Arrivati in Senegal, attraverso il telefono del giovane avvertono il partito per chiedere aiuto. Il loro contatto dice che rientrare in Gambia sarebbe stata ovviamente una condanna e che avrebbe mandato loro dei soldi per fuggire più lontano perché anche fuori dal confine erano troppo vicine e correvano ancora il rischio di essere rintracciate dagli uomini di Jammeh. Lena chiama anche la mamma per accertarsi che suo figlio, che le aveva affidato, fosse al sicuro.

Il soldato le accompagna fino al camion che le avrebbe portate lontane da lì, le saluta, chiede scusa e se ne va.

Le tre giovani partono per un viaggio di almeno 3000 chilometri, fatto di brevi tappe in attesa del prossimo mezzo per la prossima destinazione. I familiari hanno consigliato loro di cercare di raggiungere l’Europa e chiedere asilo, perciò stanno cercando di arrivare in Libia.

Dopo aver attraversato il Senegal, il Mali e il Burkina Faso entrano in Niger e scendono dall’ennesimo camion malandato nella città di Agadez.

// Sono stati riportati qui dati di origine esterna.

PR #1257, opened 2024-05-09
Add unitctl build and release CI

arbourd:
Adds a GitHub Actions workflow that builds and releases unitctl binaries when a tag prefixed with `unitctl/` is pushed.

Binaries are built on pull-requests that change any files within `tools/unitctl`, on `master` branch pushes and when `unitctl/` prefixed tags are pushed.


avahahn (approved):
This is more or less perfect in my opinion. I will remove the extra newline from the Readme and then take over incorporating feedback on this!

danielledeleo (approved):
I tested the macOS artifacts locally and they appear to be good.

callahad:
On the `unitctl/x.y.z` tag namespace... Do we want to have distinct versioning for unitctl, or do we want to bind its version to Unit releases?

ac000:
To echo Dan's sentiments.

We have tags depicting Unit releases. Do we want to pollute that with *other* tags?.

Is there a *very* good reason not to just tie it off Unit releases?.

I.e I expect to see (and I don't know if we have tooling that expects the same)

```
$ git describe
1.32.0-72-g5d1ce5c4
```

The only thing you *could* do is use a *lightweight* tag, but that's not really correct as they aren't supposed to be distributed (although we do use them for the packaging tags), but I think you need a *really* good reason for it to have its own tags.

avahahn:
I am happy to tie it to unit releases. Currently testing a patch to do just that.

ac000:
What was the rush?

This should have been committed as a single commit.

We don't commit things in a known broken/incorrect/intermediary state immediately followed by fix up commits...

tools/unitctl/unit-openapi/README.md
```diff
@@ -409,3 +409,4 @@ cargo doc --open
 ## Author
 
 unit-owner@nginx.org
+
```
ac000, line 412: What is it with this file!?

I thought we'd left that trailing newline in and then ignored it via a git attribute?

.github/workflows/unitctl.yml
```diff
@@ -0,0 +1,132 @@
...
+    paths:
+      - tools/unitctl/**
+  push:
+    branches:
+      - master
+    tags:
+      - unitctl/[0-9]+.[0-9]+.[0-9]+
+
+permissions:
+  contents: write
```
ac000, line 15: What exactly is given write permissions to?

ac000 (commented):
```
 trigger unitctl CI on version tags of existing format

Signed-off-by: Ava Hahn <a.hahn@f5.com>
```

Subjects (other than any prefix) should really be capitalised.

.github/workflows/unitctl.yml
```diff
@@ -0,0 +1,132 @@
...
+        with:
+          tool: cross
+
+      - uses: Swatinem/rust-cache@v2
+        with:
+          prefix-key: rust-${{ matrix.build }}
+          workspaces: ./tools/unitctl -> target
+          save-if: ${{ github.ref == 'refs/heads/master' || startsWith(github.ref, 'refs/tags/unitctl/') }}
+
+      - name: Configure linux arm depedencies
```
ac000, line 63: s/depedencies/dependencies/

.github/workflows/unitctl.yml
```diff
@@ -0,0 +1,132 @@
...
+          pre-build = [
+              "dpkg --add-architecture \$CROSS_DEB_ARCH",
+              "apt-get update && apt-get install --assume-yes libssl-dev:\$CROSS_DEB_ARCH"
+          ]
+          EOF
+
+          cat Cross.toml
+          echo "CARGO=cross" >> $GITHUB_ENV
+
+      - name: Install macOS depedencies
```
ac000, line 77: s/depedencies/dependencies/

.github/workflows/unitctl.yml
arbourd: Allows the job to create or update the release. It's opt-in now.

> Work with the contents of the repository. For example, contents: read permits an action to list the commits, and contents: write allows the action to create a release. For more information, see "[Permissions required for GitHub Apps](https://docs.github.com/en/rest/overview/permissions-required-for-github-apps?apiVersion=2022-11-28#repository-permissions-for-contents)."

tools/unitctl/unit-openapi/README.md
arbourd: That was actually my auto-ensure-trailing-newline func that comes with VS Code, but I actually had it in source to test the actual build (as it needs to be triggered by changes in that folder).

.github/workflows/unitctl.yml
```diff
@@ -0,0 +1,132 @@
+
+name: unitctl
+
+on:
+  pull_request:
+    paths:
+      - tools/unitctl/**
```
ac000, line 7: Does this actually need to run on pull requests?

For releases it will surely only be once a unit release tag is pushed to the repository?

.github/workflows/unitctl.yml
ac000: So it doesn't have write access to the repository itself?

.github/workflows/unitctl.yml
arbourd: I don't why you wouldn't want it to? It won't kick off the release but it will attempt to compile `unitctl`.

If / when there are tests, they can also be added as a step that runs on PRs.

ac000: Fair enough.

.github/workflows/unitctl.yml
arbourd: It allows the action to write to any of these endpoints: https://docs.github.com/en/rest/authentication/permissions-required-for-github-apps?apiVersion=2022-11-28#repository-permissions-for-contents

.github/workflows/unitctl.yml
```diff
@@ -9,7 +9,7 @@ on:
     branches:
       - master
     tags:
-      - unitctl/[0-9]+.[0-9]+.[0-9]+
+      - '[0-9]+.[0-9]+.[0-9]+'
```
ac000, line 12: I'm not sure exactly what regex syntax this is using but for example with PCRE that would also match the packaging tags (_if_ it matches against lightweight tags) e.g

```
$ echo "1.32.1-1" | grep -P '[0-9]+.[0-9]+.[0-9]+'
1.32.1-1
```

with PCRE at least you'd want `^[0-9]+\.[0-9]+\.[0-9]+$`

E.g
```
$ echo "1.32.1-1" | grep -P '^[0-9]+\.[0-9]+\.[0-9]+$'
$
```
We also want to _match_ the `.`'s, not any character... (though looking at the GH docs is _looks_ like `.` doesn't have that meaning here...)

(in our case the `^` is technically superfluous, but doesn't hurt and at this point we'd technically only need to check if the first digit is [1-9])

.github/workflows/unitctl.yml
ac000: Wow!

Is there anyway to give more fine-grained access?

.github/workflows/unitctl.yml
avahahn: Its not real regex, its Github's special subset of regex. I did test using a more robust regex:
```
([0-9]+\.[0-9]+\.[0-9]+)(-[0-9]+)?
```
But found during testing that this wasnt actually regex that this was parsing.

PR #327, opened 2022-12-28
generate and populate profile name with custom go template

vdesjardins:
Add an additional generate and populate parameter to use a go template to customize the profile name.


JoshuaWilkes:
Thanks for the contribution @vdesjardins looks great.
I was considering that we needed to be able to customise this further for some users and this covers that well.

Would you be able to make a PR into the docs repo with some example usage of the templates flag?

You can add a section to the bottom of this page with a few examples of custom templates.
https://github.com/common-fate/docs/blob/main/docs/granted/usage/automatic-config-generation.md

I haven't come across the template functions package before however it looks good so happy to include it here, we can consider it's usage for other features like profile registries as well.

JoshuaWilkes (changes requested):
One thing I am concerned about is that there is no validation on the profile names or the template.

This is the set of invalid characters for a section name 

```
illegalChars := ` \][;'"`
```

It would be great if parseCliOptions function included a validation that the profile name template does not include the characters so it's harder to misuse this feature.

The same goes for the --prefix flag

pkg/granted/sso.go
```diff
@@ -245,7 +265,3 @@ func mergeSSOProfiles(config *ini.File, prefix string, ssoProfiles []SSOProfile)
 
 	return nil
 }
-
-func normalizeAccountName(accountName string) string {
```
JoshuaWilkes, line 249: Did you have a specific use-case in mind where you want the account name normalised in a different way?

pkg/granted/sso.go
```diff
@@ -16,6 +18,8 @@ import (
 	"gopkg.in/ini.v1"
 )
 
+var defaultProfileNameTemplate = "{{.AccountName | replace \" \" \"-\"}}/{{.RoleName}}"
```
JoshuaWilkes, line 21: To me, normalisation of the .AccountName feels like something that should be done outside the template. So a user is able to write a template like so.

If accountName is already normalised in the available template data then we can drop the requirement for github.com/Masterminds/sprig/v3 unless you can think of more complex use-cases someone may want to use?

```go
type SSOProfile struct {
	// SSO details
	StartUrl  string
	SSORegion string
	// Account and role details
	AccountId   string
	AccountName string
	RoleName    string
}

nameTemplate := "{{ .AccountName }}/{{ .RoleName }}"

or

nameTemplate := "{{ .AccountName }}_{{ .RoleName }}"
```

vdesjardins: I agree that normalization can happen before template is applied. For sprig I added it mainly for the replace but it gives many functions to manipulate text that gives more freedom to generate profile name. Personally I don't need it. Happy to remove that dependency from this PR.

pkg/granted/sso.go
```diff
@@ -94,39 +99,41 @@ var PopulateCommand = cli.Command{
...
 	}
 
 	ssoRegion, err := cfaws.ExpandRegion(c.String("region"))
 	if err != nil {
 		return nil, err
 	}
 
+	profileTemplate := c.String("profile-template")
+	if strings.ContainsAny(profileTemplate, profileSectionIllegalChars) {
+		return nil, fmt.Errorf("--profile-template flag must not contains illegal characters (%s)", profileSectionIllegalChars)
```
JoshuaWilkes, line 113:
```suggestion
		return nil, fmt.Errorf("--profile-template flag must not contain any of these illegal characters (%s)", profileSectionIllegalChars)
```

JoshuaWilkes (changes requested):

JoshuaWilkes (approved):
Thanks for making the requested changes, this looks good 👍

PR #359, opened 2023-02-08
AWS profile generation improvements

### LINKED ISSUE #270: `granted sso populate` should use the credential_process integration
Our credential_process integration is the smoothest UX for working with AWS SSO, as it allows users to use the `--profile` without being prompted for a second login. We should add support to `granted sso populate` and `granted sso generate` for it.

### LINKED ISSUE #340: [FR] add --sync option to sso populate that when used with --prefix would prune stale entries
We use granted to only populate our AWS config files with profiles that are currently available to the user. When new profiles are added, a `granted sso populate --prefix production-` will add those entries. My request is to add a `--sync` flag that would remove any old profiles that are no longer available that matched that profile.

`--sync` would:
* only be relevant if used in conjunction with the `--prefix` option
* be opt-in obviously, not changing any current behavior
* only remove stale entries where the prefix matches the one specified by `--prefix`

I am open to creating PR to add this functionality if the functionality would be accepted. The option could also be named `--prune`. Or it could be implemented as a new command to `sso` for `aws sso prune --prefix "foo"`. I would prefer it not be a separate command though as scanning our SSO profiles via the API already takes over 60 seconds, and doing a prune then a populate would take twice as long.

chrnorm:
Improvements to the `granted sso generate` and `granted sso populate` commands.

- use awsconfigfile package to generate AWS SSO profiles
- use Granted credential source by default
- shift CLI log messages relating to profile fetching to listSSOProfiles
- introduce `--sso-region` flag
- warn users of future breaking change if `--region` flag is used
- warn users if neither `--sso-region` nor `--region` is provided
- adds Common Fate as a supported source to generate profiles from. This allows users to generate profiles for privileged access roles from AWS SSO that they don't have persistent access to.
- adds a `--source` flag to indicate where to source profiles from. Currently the supported sources are `aws-sso` and `commonfate` - by default, `aws-sso` is used.
- adds a `--prune` flag which removes stale profiles from the local config file if they no longer exist in the source

Note that this changes the generated SSO profiles to use our credential_process integration by default. Users can opt-out of this by providing the `--no-credential-process` flag. Given that our credential process integration has been working well for several releases I don't consider this a breaking change.

Closes #270 
Closes #340 

These are the warnings printed if `--sso-region` isn't provided:

```
❯ granted sso generate https://example.awsapps.com/start
[!] Please specify the --sso-region flag: 'granted sso populate --sso-region us-east-1 https://example.awsapps.com/start'
[!] Currently, Granted defaults to using us-east-1 if this is not provided. In a future version, the --sso-region flag will be required to indicate the 'sso_region' field in generated profiles (https://github.com/common-fate/granted/issues/360)
```

```
granted sso generate --region ap-southeast-2 https://example.awsapps.com/start
[!] Please use --sso-region rather than --region.
[!] In a future version of Granted, the --region flag will be used to specify the 'region' field in generated profiles, rather than the 'sso_region' field. (https://github.com/common-fate/granted/issues/360)
```

To fix the warnings, use `--sso-region` rather than `--region`.


chrnorm:
This also closes #340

Le mura e le strade della città condividono tutte lo stesso tono di rosso marziano. Anche l’aria filtra la luce che diventa di colore arancione. La sabbia del Sahara la trovi ovunque. Tra i vestiti, tra i capelli. Tra le mura basse svetta il minareto di arenaria della moschea. Un tempo Agadez veniva considerata la porta del deserto, poi è diventata la “città dei migranti”, principale snodo di molte rotte migratorie per tutti coloro che dall’africa subsahariana, lungo l’antico tragitto carovaniero, vogliono raggiungere l’Europa attraverso la Libia. Dopo il 2015 però il governo nigerino ha promulgato una legge, fortemente sostenuta dai governi europei, che ha messo al bando il traffico di esseri umani, trasformando completamente la città la cui economia era sempre più fondata su questa attività (pensate che solo nel 2015 sono passate per Agadez circa 300 mila persone). Decine di passeur sono stati incarcerati e i mezzi sequestrati.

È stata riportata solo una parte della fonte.